64 - Le plus beau métier du monde

Ca n'a pas grand chose à voir avec les Etats-Unis, la Californie ou ma thèse. Mais quand je lis une histoire comme celle-là, je ne peux pas m'empêcher de réagir. Ouaip, ça va être un peu beaucoup personnel, là.

En résumé, Alix a dû déscolariser sa petite fille de trois ans car l'institutrice ne voyait qu'un manque de capacité d'adaptation et de sociabilité dans le fait que cette petite fille était malheureuse à l'école et se faisait bousculer (ou battre) par ses camarades. Le tout étant bien entendu de la faute de la maman, si sa fille n'était pas normale.

Quand je pense que mon grand-père maternel gérait au Maroc une classe unique d'enfants de tous âges, qui venaient du bled, le concept de "gamin à problème", ça me dépasse.

Quand j'étais petite, j'étais loin d'être normale, moi aussi. (J'ai commencé tôt, oui, d'ailleurs pour ne rien vous cacher je me suis "arrangée" ou plutôt normalisée par la suite).

D'abord, j'avais un papa qui n'était pas souvent à la maison, d'ailleurs il n'y habitait pas vraiment, et puis c'était même pas pour des voyages d'affaire normaux comme les autres papas, c'est parce qu'il était en tournée, avec sa troupe de théâtre.

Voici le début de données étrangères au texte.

PR #1078, opened 2023-05-27
Provide complete paths in `developer_guide.md` to avoid confusion

DavidToneian:
Some file and directory names appear in multiple positions in the source and build trees. Stating their full paths should help avoid confusion.


lanctot:
Thanks!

Ensuite, j'avais une maman qui travaillait, à l'hôpital, où elle était de garde un week-end sur deux. Une maman pas très sociable, qui entre son travail et sa fille ne sortait pas beaucoup, ne fréquentait pas beaucoup de gens, contrairement aux mamans normales.

Enfin, j'étais un véritable extra-terrestre, j'aimais pas courir et sauter partout dans la cour, j'aimais les bouquins. (A propos de lecture, je tiens à préciser que contrairement à la rumeur, ma mère ne m'a jamais forcée à apprendre à lire - c'est plutôt l'inverse - et ne m'a jamais forcée à lire que ce soit, ni de la littérature, ni des revues, non, rien du tout, et non je ne lisais pas le Nouvel Obs ni Libé à 7 ans, bo**el ! Oups, je sens que je m'énerve, là).

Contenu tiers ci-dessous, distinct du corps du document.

PR #1082, opened 2023-05-30
Refactor using string_view and fix undefined behaviour

maichmueller:
This PR achieves the following things:

### Refactor: `const std::string&` --> `std::string_view` wherever possible and sensible. 

This was done for performance reasons: `const std::string&` automatically converts `const char*` and `std::string` r-values resulting in unnecessary heap allocations. A `string_view` avoids any allocations at the risk of dangling references which is not a problem if common rules are followed: generally only use in function parameters, never return `string_view`, never store `string_view`.
This point alone touches many files of the repo and creates a large diff (sorry).

### Feature: Allow Heterogenous Lookup (HL) in maps using `std::string` as key.

One of the features added by this PR is HL: looking up the value of a st::map/unordered_map associated with a key of type `std::string` via key-simile types `const char*` and `std::string_view`. HL is crucial in ensuring the performance of e.g. `map.find(str)` lookups to not be dominated by the forced conversion to `std::string` (heap allocations). It works by supplying a custom Comparator (ordered maps) or custom Hash and Equality (unordered maps) types for the map templates which allow to compare/hash/eq-check objects within the string family (currently defined as `string, string_view, const char*`) and forego the need to convert every lookup to `std::string`. Two points of interest:
- HL requires a little template metaprogramming machinery to filter out unaccepted types (SFINAE and static asserts). This  is provided in the new files `utils/heterogenous_lookup.h` and `utils/type_traits.h`.
- C++17 does not support HL. Abseil containers however do and since this repo relies on abseil machinery in many parts I have gone ahead and used the drop-in container replacements of abseil for the std counterparts. This may lead to changes in the expected performance of some core parts in the repo (whether for the better or worse I dare not say, abseil claims their containers are better).

### Bugfix: Fix undefined behaviour in `GameParameter`

So far, the class `GameParameter` has held a member of type `std::map< std::string, GameParameter>` which represents the usage of an incomplete type as the value type of a map template. According to my understanding, incomplete value types are not defined behaviour in this context in c++17 (and AFAIK still unchanged in later standards). Only smart pointers and some specific containers are allowed to hold incomplete value types (e.g. `vector`/`list`). Therefore, I refactored the member as a mapping of `std::shared_ptr<GameParameter>` and moved it to an abseil container to also enable HL. This has consequences to nearly the entire repo. For example, the tests construct parameter objects via `GameParameter(args...)` which up until now provided values. These calls are now replaced everywhere by `MakeGameParameter(args...)` which automatically returns a shared ptr of type `GameParameter`. Other places now needed to deref these pointers (`->` instead `.`), comparison of two objects of type `GameParameters` (heed the plural, it is meant) is no longer meaningfully provided by the default comparison of keys and values in a map due to the values being shared pointers; a custom equality function is needed. Many other small changes were necessary. While doing so, I also refactored some of the functions around `GameParameter`. When in Rome...

### Minor refactors of unnecessary copies 

E.g. pass-by-value instances of `std::shared_ptr` and other points in which copies were created without need.

Overall this PR touches a vast amount of the c++ codebase, so apologies for the massive diff.


lanctot:
Hi @maichmueller,

I appreciate this, but since you have already made a few large PRs, could I kindly ask you to touch base with us before you do this? It could save a lot of wasted effort.

There is a reason string_view is not more widely used in OpenSpiel: IMO, it's overkill. It's mostly solving a non-problem, and for 99% of use cases you add nonstandard syntax for a few nanoseconds benefit. Also, I have seen it lead to several nontrivial bugs that would not have happened with string references.

I think this is a clash with the first principle of the design philosophy of the project (keep it simple). IMO string_view complicates things for very miniscule benefit and I would rather keep things simple (and only use it in cases where it is really beneficial).

Anyway. Like I said, I appreciate the enthusiasm regarding PRs but please try to reach out before spending effort on large changes like this. Thanks.

lanctot:
For similar reasons, we usually discourage anything that requires template meta programming (which IMO leads to even bigger potential problems and deeper knowledge of C++).

maichmueller:
Hi @lanctot ,

noted, I will open an issue next time if I consider major work again. However, a PR is communication too IMO and I would expect to discuss and receive feedback there as well. At the least, I am using my work in my own fork so it wouldn't be wasted effort.

Regarding string views, I understand your concerns. However, as function parameters they are harmless and signal intent well I find. Users who need to modify the string can simply make an actual string out of it so that errors like the one in your example wouldn't be possible. Understanding the difference between a string view and a string is quite similar to understanding a raw pointer's relation to smart ptrs in the end (sans implicit conversion).

Anyhow, the commits are split into two parts and I could cut out the fix for the UB if you don't want the view refactoring. If you also don't want the UB fix (or would like to discuss it first in an issue) then feel free to just close the PR.

lanctot:
> Anyhow, the commits are split into two parts and I could cut out the fix for the UB if you don't want the view refactoring. If you also don't want the UB fix (or would like to discuss it first in an issue) then feel free to just close the PR.

More than happy to have a fix for undefined behavior, thanks! :) 

(Though I may have to fullt understand it first, at first glance I see no problem)

lanctot:
Hold on, don't you need the string_view for the heterogenous lookup? 

Also: I'm a bit confused:
> According to my understanding, incomplete value types are not defined behaviour in this context in c++17 (and AFAIK still unchanged in later standards)

I'm not sure what problem is. Wouldn't it just not compile? This map has been used everywhere from the start.. we've never had a problem. Is it easy to construct a concrete example where we'd run into a problem with a `map<std::string, GameParameter>`?

> Only smart pointers and some specific containers are allowed to hold incomplete value types (e.g. vector/list). 
Again, wouldn't it just not compile if it wasn't "allowed" ? Do you have a reference for this. I'd like to understand the problem better. Why is having a map of a templated type problematic? I can imagine the fix is rather involved if it means introducing smart pointers...?

lanctot:
Going to summon @elkhrt to help me out :)

maichmueller:
> Hold on, don't you need the string_view for the heterogenous lookup?

You can have HL for any types you define it for (in this pr: string, string_view, const char*), so removing string_view would not necessarily remove HL as long as you have function overloads. But if the ` const string&` signature is preferred, then taking on HL is pointless and would not need to be needed, yes.    

> Also: I'm a bit confused:
> 
> > According to my understanding, incomplete value types are not defined behaviour in this context in c++17 (and AFAIK still unchanged in later standards)
> 
> I'm not sure what problem is. Wouldn't it just not compile? This map has been used everywhere from the start.. we've never had a problem. Is it easy to construct a concrete example where we'd run into a problem with a `map<std::string, GameParameter>`?

As with all things UB, compilers are free to do whatever they see fit, including making the situation work. Major compiler vendors like clang and GCC do just that it seems. For example, MSVC is not as forgiving AFAIK. Compilers are free to drop supporting this in future versions though which would leave a tricky UB bug to triage. Possible ways of dealing with this is:
- ignore and bet on the compilers to keep playing along
- switch to a container implementation that explicitly allow this (see later in the message)
- Fix by changing the `mapped_type` to a container which allows incomplete types by the standard (`shared/unique_ptr`). 

> > Only smart pointers and some specific containers are allowed to hold incomplete value types (e.g. vector/list).
> 
> Again, wouldn't it just not compile if it wasn't "allowed" ? Do you have a reference for this. I'd like to understand the problem better. Why is having a map of a templated type problematic?

UB is free real estate for compilers, so it may compile just fine.
As for references see e.g. https://stackoverflow.com/a/38060437 ('Container Improvements' and https://www.open-std.org/jtc1/sc22/wg21/docs/papers/2015/n4510.html) or https://stackoverflow.com/a/41913654.

Boost equivalent containers do allow incomplete types in line with boost's general aim to provide more functionality than the std library. 
Abseil equivalent containers actively disallow them (static_assert error) which matches their attempt at being standard compliant with better implementations.

>  I can imagine the fix is rather involved if it means introducing smart pointers...?

What I attempted to fix it is described in the initial post. See `GameParameters.h`  as an example of the changes. I have since then noticed on my own branch that the type caster for the pybind11 GameParameter binding needs changing still which isn't in this PR yet.

elkhrt:
Thanks for the contributions & the enthusiasm for improving OpenSpiel!

1 - Now that std::string_view has been in the C++ standard for 5 years, I think it's arguable that `void foo(std::string_view s)` is more idiomatic and more readable than `void foo(const std::string& s)`. For most naive users, either one is just a magic incantation for passing a string from one function to another. Given the usability advantages, I think it's worth changing. I'll attempt to convince Marc in a side channel.

2 - I think you're technically correct about GameParameters, but the fix seems like overkill. Couldn't we just move the definition of GameParameters after the declaration of GameParameter? That means we can't use the type alias inside GameParameter, but has no wider implications.
https://www.youtube.com/watch?v=0ZEuWJ4muYc

3 - The HL sounds it's probably a necessary part of the string_view switch. If the template metaprogramming can be hidden from ordinary users, and this just looks like a set / map at the point of use, then I think this is probably okay. But obviously without string_view there's limited (but not zero!) point.

maichmueller:
Hi @elkhrt 

Regarding 1:
One argument to add to the debate of whether to view or not to view this is that the decision against would probably have to be firm, as the cost of future refactoring only grows with time and the evolution of the library. Tackling all the parts in the repo was a fair bit of work in the end.

Regarding 2:
I agree that the fix is sort of overkill. It appeared to be the least divergent solution at the time since it merely needed to replace values with pointers.
In general, I wasn't quite able to understand the intention behind the design of GameParameter (a tree data structure of further parameters + a union type itself which isn't using a union/variant though). Definitely would have been wiser to discuss this fix in an issue first.
Could you elaborate on how we could move the definition of GameParameters after the definition of GameParameter? At the time of GameParameter's definition, the member types need to be complete or reference types after all (struct's memory layout is otherwise indeterminable)

lanctot:
> 1 - Now that std::string_view has been in the C++ standard for 5 years, I think it's arguable that `void foo(std::string_view s)` is more idiomatic and more readable than `void foo(const std::string& s)`. For most naive users, either one is just a magic incantation for passing a string from one function to another. Given the usability advantages, I think it's worth changing. I'll attempt to convince Marc in a side channel.

I don't think we should change something just because it has been in the standard for 5 years. If it's arguably the new community idiom, then someone will need to convince me. I have searched several times on this topic (including most recently when this PR came up) and all I have seen are people asking the same questions as me and essentially everyone shrugging. 

I don't see how in OpenSpiel we will benefit from performance enhancements (without buying into it quite heavily-- and the benefits are not clear to me). I have only seen hard to fix bugs arise from it so far.

What are the usability advantages compared to a string reference? Will they improve OpenSpiel?

I am open to being convinced, but I am still not seeing the case for it in OpenSpiel.

lanctot:
I have read a few blogs and I am starting too see the benefits. 

But let me ask: the thing I need most is to be convinced that the community is indeed moving away from const string ref, and I am not seeing any evidence of that.

Can you show me some? Has there been any videos on people trying to make the case to move away from const tring ref? To me, it seems quite up in the air still, after 5 years. I tend to be slow on these because frivolous changes for performance don't make much sense if 99% of use cases do not benefit from it and add chances of subtle bugs. The correctness and clarity of the code is so much more important IMO.

elkhrt:
> Regarding 2:
> I agree that the fix is sort of overkill. It appeared to be the least divergent solution at the time since it merely needed to replace values with pointers.
> In general, I wasn't quite able to understand the intention behind the design of GameParameter (a tree data structure of further parameters + a union type itself which isn't using a union/variant though). Definitely would have been wiser to discuss this fix in an issue first.
> Could you elaborate on how we could move the definition of GameParameters after the definition of GameParameter? At the time of GameParameter's definition, the member types need to be complete or reference types after all (struct's memory layout is otherwise indeterminable)

Delete the line ```class GameParameter;```

Move the block

 ```
using GameParameters = std::map<std::string, GameParameter>;
std::string GameParametersToString(const GameParameters& game_params);
GameParameter GameParameterFromString(const std::string& str);
GameParameters GameParametersFromString(const std::string& game_string);
```

to be after the end of the definition of the `GameParameter` class.

Inside the definition of `GameParameter`, either:
a - replace `GameParameters` with `std::map<std::string, GameParameter>` throughout
b - add `using GameParameters = std::map<std::string, GameParameter>` inside the class, and `using GameParameters = GameParameter::GameParameters;` outside it (replacing the other previous `using`)

**Comment by elkhrt** [comment]
> Regarding 2:
> I agree that the fix is sort of overkill. It appeared to be the least divergent solution at the time since it merely needed to replace values with pointers.
> In general, I wasn't quite able to understand the intention behind the design of GameParameter (a tree data structure of further parameters + a union type itself which isn't using a union/variant though). Definitely would have been wiser to discuss this fix in an issue first.
> Could you elaborate on how we could move the definition of GameParameters after the definition of GameParameter? At the time of GameParameter's definition, the member types need to be complete or reference types after all (struct's memory layout is otherwise indeterminable)

The fix I had in mind doesn't work, but how about this? Replace the member variable:
```GameParameters game_value_ = {};``` with ```std::shared_ptr<std::map<std::string, GameParameter>>``` and then make a few local changes in that class to preserve the existing interface as far as possible.

Also move the block:
```
using GameParameters = std::map<std::string, GameParameter>;
std::string GameParametersToString(const GameParameters& game_params);
GameParameter GameParameterFromString(const std::string& str);
GameParameters GameParametersFromString(const std::string& game_string);
```
To after the class definition.
This will only have any impact on call sites using the `GameParameter::GameParameter(GameParameters)` constructor which is pretty rare.

maichmueller:
@lanctot :

> But let me ask: the thing I need most is to be convinced that the community is indeed moving away from const string ref, and I am not seeing any evidence of that.

I am not even sure how to provide such evidence. What community do you mean? 
AI researchers? I doubt they would, but I assume they are most at home with other languages like Python and may tend to use C++ pythonically anyway.
High-performance library devs? I expect them to inspect `const string&` usage more carefully, yes.

[P](https://www.learncpp.com/cpp-tutorial/introduction-to-stdstring_view/)-[l](https://stackoverflow.com/a/40129198)-[e](https://www.youtube.com/watch?v=fj_CF8xK760)-[n](https://www.modernescpp.com/index.php/c-17-avoid-copying-with-std-string-view)-[t](https://quuxplusone.github.io/blog/2018/03/27/string-view-is-a-borrow-type/)-[y](https://www.nextptr.com/tutorial/ta1217154594/cplusplus-stdstring_view-for-better-performance-an-example-use-case) of sources advice using string_view, albeit with caveats of course. And that is also the point, string_view is not meant to simplify your life primarily. It is supposed to add to the string usage performance:
1. no automatic conversion to std::string
2. no double indirection to the underlying chars
3. substring operations are now constant complexity, not linear anymore
4. (not applicable to open_spiel) allows interaction with different string implementations.

Point 1's relevance is arguably dampened by small string optimization (23 chars on clang AFAIK, so potentially even most of all 'const char' usages in open_spiel, less with other compilers). 
Point 2 asserts that you forego many cache misses which double indirections are very prone to.

But these points are **all** _performance_ based, so when you ask

> What are the usability advantages compared to a string reference? Will they improve OpenSpiel?

the answer is 0. Everything that implicitly converts to `string_view` in this repo will do the same to a `const string &`.

Now, I didn't time the performance gain of slapping string_view on function parameters in all honesty. Maybe it doesn't change a thing. This PR is merely a reflection of what **I** consider best practice.

I sympathize with your feeling on string_view and so do [others](https://groups.google.com/a/isocpp.org/g/std-discussion/c/Gj5gt5E-po8). Personally, I find it safe to use in the ways I described above. However, I am not here to convince you of something that you seem all but decided on.

@elkhrt

Correct me if I am wrong, but I _think_ `std::shared_ptr<std::map<std::string, GameParameter>>` is, technically, still UB due to the same map problem. At the point of this definition, the map specialisation is already complete. So, even if shared_ptr accepts incomplete types, the type `std::map<std::string, GameParameter>` is complete and does not.

lanctot:
> But these points are **all** _performance_ based, so when you ask
> 
> > What are the usability advantages compared to a string reference? Will they improve OpenSpiel?
> 
> the answer is 0.

Ed specifically mentioned usability advantages, so I guess that one was mostly directed at him.

> Now, I didn't time the performance gain of slapping string_view on function parameters in all honesty. Maybe it doesn't change a thing. This PR is merely a reflection of what **I** consider best practice.
> 
> I sympathize with your feeling on string_view and so do [others](https://groups.google.com/a/isocpp.org/g/std-discussion/c/Gj5gt5E-po8). Personally, I find it safe to use in the ways I described above. However, I am not here to convince you of something that you seem all but decided on.

I've got my reasons to be hesitant that I've made clear, but mostly trying to understand the motivation + justification for such a large change (more so now that Ed wants to convince me too), and weighing the pros and cons. I've had a hard stance before and managed to be convinced; in those cases, I often learn something. I appreciate the effort and patience, thanks.

Issue #1090, opened 2023-06-30
Documentation of game parameters, observations, actions


raphCode:
During my usage of openspiel, I encountered difficulties finding detailed documentation on game parameters, observations, and actions.
Specifically, there is no clear list of parameters accepted by each game, and I had to search through the C++ code to find them.
Furthermore, it is challenging to determine which observations are available to agents without guessing based on Tensor shapes or content. This makes it very hard to comprehend whether the agent can even learn something reasonable based on the available information.

A very specific case is the game `coop_box_pushing`, which is advertised as a perfect information game by the docs. In the default configuration however, the observation includes only a single field in front of the agent. One needs to discover the game may take an `fully_observable` parameter which actually makes the observation perfect information.

Would it be possible to include this information in the docs? Maybe it is already there, and I was not able to find it?
It would also be acceptable if the documentation pages link to the relevant C++ code with explaining comments.

The bottom-line is: I find it highly surprising that a python-faced project with an `readthedocs.io` page has very little usable documentation*, and expects users to examine various code examples and the C++ source to collect information.

*Part of my frustration is that I started my project before there was even a core API documentation available, requiring hours of reverse engineering the API in an `ipython` console.

lanctot:
Yeah, the documentation can always be improved. 

We have a video tutorial linked from the main page: that, and the API reference, are the best ways to understand the core API. Some other functions may require reading function headers in spiel.h.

Bref, en petite section, j'avais un problème majeur. La sieste. Le moment où on colle les gamins surexcités et épuisés par une matinée d'école dans un lit pour qu'ils vous foutent la paix pendant deux heures. Ben moi, je pétais la forme. Comme j'étais une petite fille sage, je faisais rarement la foire, et je finissais par m'endormir d'embêtement dans ce lit. Résultat, le soir, à minuit, ma mère épuisée se retrouvait avec une gamine survoltée, une vraie pile électrique, qui voulait encore jouer, ou une histoire, ou apprendre à lire...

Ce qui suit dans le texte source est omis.